The Company has not undertaken any off-balance sheet transactions or arrangements.

Recent Accounting Pronouncements

Recent accounting pronouncements which may affect the Company are described in Note 2 - Summary of Significant Accounting Policies, subsection "New Accounting Requirements and Disclosures" in the annual financial statements below.

Limitations on Liability and Indemnification Matters

We intend to amend our bylaws to contain provisions that limit the liability of our current and former directors for monetary damages to the fullest extent permitted by Idaho law. Any limitation of liability pursuant to Idaho law does not apply to liabilities arising under federal securities laws and does not affect the availability of equitable remedies such as injunctive relief or rescission.

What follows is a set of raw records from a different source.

PR #4965, opened 2021-05-19
helperize download link display flag

no-reply:
move some repeated (and incorrect in some places!) view logic into a helper.

this reduces duplication, aligning the behavior and hopefully preventing future drift.

## Guidance for Testing
  - it would be good to confirm that the download links are displaying on the file set show pages

@samvera/hyrax-code-reviewers

### DIFF
--- a/app/helpers/hyrax/file_set_helper.rb
+++ b/app/helpers/hyrax/file_set_helper.rb
@@ -1,5 +1,18 @@
 # frozen_string_literal: true
 module Hyrax::FileSetHelper
+  ##
+  # @todo inline the "workflow restriction" into the `can?(:download)` check.
+  #
+  # @param file_set [#id]
+  #
+  # @return [Boolean] whether to display the download link for the given file
+  #   set
+  def display_media_download_link?(file_set:)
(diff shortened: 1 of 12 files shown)


jeremyf (approved):

jlhardes:
Not sure if I am testing this as it needs to be tested but I think everything is working as expected on nurax-dev. Let me know if some other conditions should be tested.

Note: none of the users below are repo-admin users

user1 deposited the following work as private https://nurax-dev.curationexperts.com/concern/generic_works/bk128b11v?locale=en
which has fileset
https://nurax-dev.curationexperts.com/concern/parent/bk128b11v/file_sets/kh04dp97g
that can be downloaded via
https://nurax-dev.curationexperts.com/downloads/kh04dp97g?locale=en

non-logged in users cannot get to any of these links

user2 is not on this work at all and also cannot get to any of these links

user2 is added to work with access to view/download as user and can get to all of the links

user3 is not on this work at all and also cannot get to any of these links

user3 is added with access to view/download as user on fileset only
user3 can not access the work link
user3 can access the fileset link and can download the associated file

PR #4967, opened 2021-05-19
update wings to support generating proper GID for non-valkyrie native objects

straleyb:


lib/wings/orm_converter.rb
```diff
@@ -45,6 +45,11 @@ def name
           def _canonical_valkyrie_model
             ancestors[1..-1].find { |parent| parent < ::Valkyrie::Resource }
           end
+
```
straleyb, line 48:
```suggestion
```

no-reply (approved):

PR #4968, opened 2021-05-19
update to use to_model on converted object

straleyb:


lib/wings/orm_converter.rb
```diff
@@ -55,6 +55,14 @@ def self.to_s
           internal_resource
         end
 
+        def to_model
+          Wings::ActiveFedoraConverter.convert(resource: self)
+        end
+
+        def errors
```
straleyb, line 62: This is for when #errors is called on the JSON response. Allows the use of the #add method for the errors to be appended.

straleyb:
@no-reply This is ready. Changing the #name method was too much integration. A lot of stuff was relying on it to return that information. Also, the ModelWrapper was still returning the model name and not the internal_resource. So as we discussed, this is the easiest way for now.

lib/wings/orm_converter.rb
no-reply: i'm wondering how this works? does it return the correct error object?

PR #4972, opened 2021-05-21
use valkyrie to power collection member removal from Dashboard

### LINKED ISSUE #4914: CollectionsController needs to support valkyrie_objects
### Descriptive summary

CollectionsController needs to be transitioned to work with Valkyrie. The configuration is used by `Hyrax.custom_queries.find_many_by_alternate_ids` This method isn't just returning an af_object anymore. When the configuration is swapped to true for the custom queries, it can either return an af_object or valkyrie_object. This controller needs to know how to handle that properly.

# Current behavior
The CollectionsController doesn't handle valkyrie objects if `Hyrax.custom_queries.find_many_by_alternate_ids` is swapped to `use_valkyrie: true`. If the tests are run for this method, they fail due to not supporting the valkyrie object returned by the query.

# Expected behaior
The CollectionsController handles both the af_object and valkyrie_object when `use_valkyrie: true` is set. Once this is done, then we can swap that to use the actual configuration `Hyrax.config.use_valkyrie`

# Code Snippet
```
batch.each do |pid|
         -work = Hyrax.query_service.find_by_alternate_identifier(alternate_identifier: pid, use_valkyrie: false)
         +work = Hyrax.query_service.find_by_alternate_identifier(alternate_identifier: pid, use_valkyrie: Hyrax.config.use_valkryie?)
          work.member_of_collections.delete @collection
          work.save!
end
```

straleyb:
Fixes #4914 

This object has been updated to use Valkyrie when deleting collections. Instead of responding to #member_of_collections, it responds to #member_of_collection_ids. Then you can call delete using the id of the collection and then persist the valkyrie object.

### DIFF
--- a/app/controllers/hyrax/dashboard/collections_controller.rb
+++ b/app/controllers/hyrax/dashboard/collections_controller.rb
@@ -384,7 +384,7 @@ module Hyrax
 
       def remove_members_from_collection
         batch.each do |pid|
-          work = Hyrax.query_service.find_by_alternate_identifier(alternate_identifier: pid, use_valkyrie: false)
+          work = Hyrax.query_service.find_by_alternate_identifier(alternate_identifier: pid, use_valkyrie: Hyrax.config.use_valkyrie?)
           work.member_of_collections.delete @collection
           work.save!
         end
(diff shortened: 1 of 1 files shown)


jeremyf (commented):
I don't know if we need a test case for use valkyrie?

https://github.com/samvera/hyrax/blob/5faf4034537a3d56fd59019df848d6b82d9458ef/spec/controllers/hyrax/dashboard/collections_controller_spec.rb#L179-L187

no-reply:
@jeremyf i think the `use_valkyrie:` case is tested in the CI matrix.

no-reply (approved):
@straleyb since this seems to work with valkyrie, i'd like to just squash it down to the one branch.

we don't return these objects, so doing this behavior with valkyrie behind the scenes is a no-impact refactor. i'm going to approve and merge this, then submit a follow-up to remove the argument and case block.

Our amended bylaws will further authorize us to indemnify our directors, officers, employees, and other agents to the fullest extent permitted by Idaho law. We intend our amended bylaws also to provide that, on satisfaction of certain conditions, we will advance expenses incurred by a director or officer in advance of the final disposition of any action or proceeding, and permit us to secure insurance on behalf of any officer, director, employee, or other agent for any liability arising out of his or her actions in that capacity regardless of whether we would otherwise be permitted to indemnify him or her under the provisions of Idaho law. We expect to enter into agreements to indemnify our directors, executive officers, and other employees as determined by the board of directors. With certain exceptions, these agreements will provide for indemnification for related expenses including attorneys' fees, judgments, fines, and settlement amounts incurred by any of these individuals in any action or proceeding. We believe that these amended bylaw provisions and indemnification agreements are necessary to attract and retain qualified persons as directors and officers.

The intended limitation of liability and indemnification provisions in our amended bylaws may discourage stockholders from bringing a lawsuit against our directors for breach of their fiduciary duty. They may also reduce the likelihood of derivative litigation against our directors and officers, even though an action, if successful, might benefit us and other stockholders. Further, a stockholder's investment may be adversely affected to the extent that we pay the costs of settlement and damage awards against directors and officers as required by these indemnification provisions.

Insofar as indemnification for liabilities arising under the Securities Act may be permitted for directors, executive officers, or persons controlling us, we have been informed that, in the opinion of the SEC, such indemnification is against public policy as expressed in the Securities Act and is therefore unenforceable.